Work task: Records follow. Pull out every line that contains "files".

BEGIN Exercise inputs

PR #662, opened 2021-12-15
PMM-8867 How to update pmm2-client

anton-bystrov:
Add instruction how to update PMM2-Agent without rewriting config file

### DIFF
--- a/docs/how-to/upgrade.md
+++ b/docs/how-to/upgrade.md
@@ -26,6 +26,16 @@ If one is available, click the update button to update to the version indicated.
 !!! seealso alert alert-info "See also"
     [PMM Server Docker upgrade](../setting-up/server/docker.md#upgrade)
 
+## Updating a PMM-Agent
+
+PMM-Agent can be updated from tarball:
+
+- download tar.gz with pmm2-client
+- unpack it
+- run ./install_tarball script with "-u" flag.
+
+If you want update with rewriting config files run this script without any flags.
+
 ## Upgrade from PMM 1
 
 Because of the significant architectural changes between PMM1 and PMM2, there is no direct upgrade path. The approach to making the switch from PMM version 1 to 2 is a gradual transition, outlined [in this blog post](https://www.percona.com/blog/2019/11/27/running-pmm1-and-pmm2-clients-on-the-same-host/).
--- a/docs/how-to/upgrade.md
+++ b/docs/how-to/upgrade.md
@@ -30,11 +30,11 @@ If one is available, click the update button to update to the version indicated.
 
 PMM-Agent can be updated from tarball:
 
-- download tar.gz with pmm2-client
-- unpack it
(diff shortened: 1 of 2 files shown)


denisok:
`install_tarball` also mentioned here: https://github.com/percona/pmm-doc/blob/aec89f2a9c8b5c657bd52c3dc2679738e5945fd2/docs/setting-up/client/index.md

do we need to update it as well to make sure ppl wouldn't lose their configs if they use that instruction for the update as well?

docs/how-to/upgrade.md
```diff
@@ -26,6 +26,16 @@ If one is available, click the update button to update to the version indicated.
...
+## Updating a PMM-Agent
+
+PMM-Agent can be updated from tarball:
+
+- download tar.gz with pmm2-client
+- unpack it
+- run ./install_tarball script with "-u" flag.
+
+If you want update with rewriting config files run this script without any flags.
+
```
rasika-chivate, line 38: Please find some minor changes:

PPMM-Agent can be updated from tarball:
		
PMM-Agent can be updated from tarball:
		
1. Download tar.gz with pmm2-client.
2. Extract it.
3. Run ./install_tarball script with the "-u" flag.

If you want to update the PMM-Agent with rewriting the config files, run this script without the "u" flag.

rnovikovP: The term "rewrite config file" will not be apparent to the user. Can we explain it more, so users know what and how this will affect them? What will be the difference between with flag and without a flag?

rnovikovP:
⚠️  the bigger problem is: 
As for now, our Doc will have instructions on how to update  Binary, but we don't have "update pmm client by packages" (our primary method).

I see we have https://www.percona.com/doc/percona-monitoring-and-management/2.x/setting-up/client/index.html#binary-package and the same for binary, so we can reference them if needed. But we must have some short instructions for the  update by packages near the binaries update

docs/how-to/upgrade.md
rasika-chivate: I agree. 

We can have this as a hint or note:

Hint! The configuration file will be overwritten if you provide the "-u" flag while the PMM-Agent is updated.

rasika-chivate:
> ⚠️ the bigger problem is: As for now, our Doc will have instructions on how to update Binary, but we don't have "update pmm client by packages" (our primary method).
> 
> I see we have https://www.percona.com/doc/percona-monitoring-and-management/2.x/setting-up/client/index.html#binary-package and the same for binary, so we can reference them if needed. But we must have some short instructions for the update by packages near the binaries update

@rnovikovP Absolutely we should update the doc, but I think we should handle this as part of a separate JIRA ticket. Please confirm and then I will create a JIRA ticket for this change.

denisok (approved):

rasika-chivate (approved):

END Exercise inputs

Exercise answer:
+If you want update with rewriting config files run this script without any flags.
(diff shortened: 1 of 2 files shown)
+If you want update with rewriting config files run this script without any flags.
If you want to update the PMM-Agent with rewriting the config files, run this script without the "u" flag.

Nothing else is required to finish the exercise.